In the data, extract each line that holds the string "added".

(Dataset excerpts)
▽

PR #6260, opened 2021-03-16
Fixed objects not despawning properly

ThatDan123:
-Fixed issues whether objects were not moved to hidden pos when despawned on client

-Hopefully fixed that spamming mouse util error

-Fixed mob sounds trying to play on client when it was a server only method

### DIFF
--- a/UnityProject/Assets/Scripts/Core/Input System/MouseUtils.cs
+++ b/UnityProject/Assets/Scripts/Core/Input System/MouseUtils.cs
@@ -94,8 +94,8 @@ public static class MouseUtils
 			//get the "parent" game object of each of the hit renderers
 			//for a sprite renderer, the parent is the object that has a RegisterTile.
 			//for a tilemap renderer, the parent is the oject that has a Matrix
-			.Select(r => r is TilemapRenderer ? r.GetComponentInParent<InteractableTiles>()?.gameObject :
-				r.GetComponentInParent<RegisterTile>()?.gameObject)
+			.Select(r => r is TilemapRenderer ? r.GetComponentInParent<InteractableTiles>().OrNull()?.gameObject :
+				r.GetComponentInParent<RegisterTile>().OrNull()?.gameObject)
 			//each gameobject should only show up once
 			.Append(IInteractableTiles).Distinct();
 	}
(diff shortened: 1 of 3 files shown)


UnityProject/Assets/Scripts/Core/Input System/MouseUtils.cs
```diff
@@ -94,8 +94,8 @@ public static IEnumerable<GameObject> GetOrderedObjectsAtPoint(Vector3 worldPoin
 			//get the "parent" game object of each of the hit renderers
 			//for a sprite renderer, the parent is the object that has a RegisterTile.
 			//for a tilemap renderer, the parent is the oject that has a Matrix
-			.Select(r => r is TilemapRenderer ? r.GetComponentInParent<InteractableTiles>().gameObject :
-				r.GetComponentInParent<RegisterTile>().gameObject)
+			.Select(r => r is TilemapRenderer ? r.GetComponentInParent<InteractableTiles>()?.gameObject :
```
corp-0:
```suggestion
			.Select(r => r is TilemapRenderer ? r.GetComponentInParent<InteractableTiles>().OrNull()?.gameObject :
```

UnityProject/Assets/Scripts/Core/Input System/MouseUtils.cs
```diff
@@ -94,8 +94,8 @@ public static IEnumerable<GameObject> GetOrderedObjectsAtPoint(Vector3 worldPoin
...
+				r.GetComponentInParent<RegisterTile>()?.gameObject)
```
corp-0:
```suggestion
				r.GetComponentInParent<RegisterTile>().OrNull()?.gameObject)
```

corp-0 (commented):
Remember you can't ``?`` Unity Objects. Copern added ``OrNull()`` extension for that.

ThatDan123:
Its not a unity object, components arent objects, so its fine to use ? when checking.

corp-0:
How come? If you're getting it with ``GetComponent`` ?

ThatDan123:
if i'd done r?.GetComponentInParent<RegisterTile>(), then yeah r is an object so would bypass the unity check

corp-0:
Aren't Monobehaviour also derived from UnityObject?

corp-0:
Let me open it in Rider

ThatDan123:
hum, maybe it is then. Rider didnt complain like it usually does when you use ? for unityobjects

ThatDan123:
better safe than sorry

corp-0:
image
It probably was Rider getting confused with the syntax there, maybe LINQ or something. But yeah, it does complain when you elvis Monobehaviours.

corp-0:
when were objects not despawning properly?

ThatDan123:
The problem was more to do that the objects weren't being sent to the hidden pos before they were set inactive during the despawn, the added delay means that the move message will be sent before.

△

§ OUTPUT:
Remember you can't ``?`` Unity Objects. Copern added ``OrNull()`` extension for that.
The problem was more to do that the objects weren't being sent to the hidden pos before they were set inactive during the despawn, the added delay means that the move message will be sent before.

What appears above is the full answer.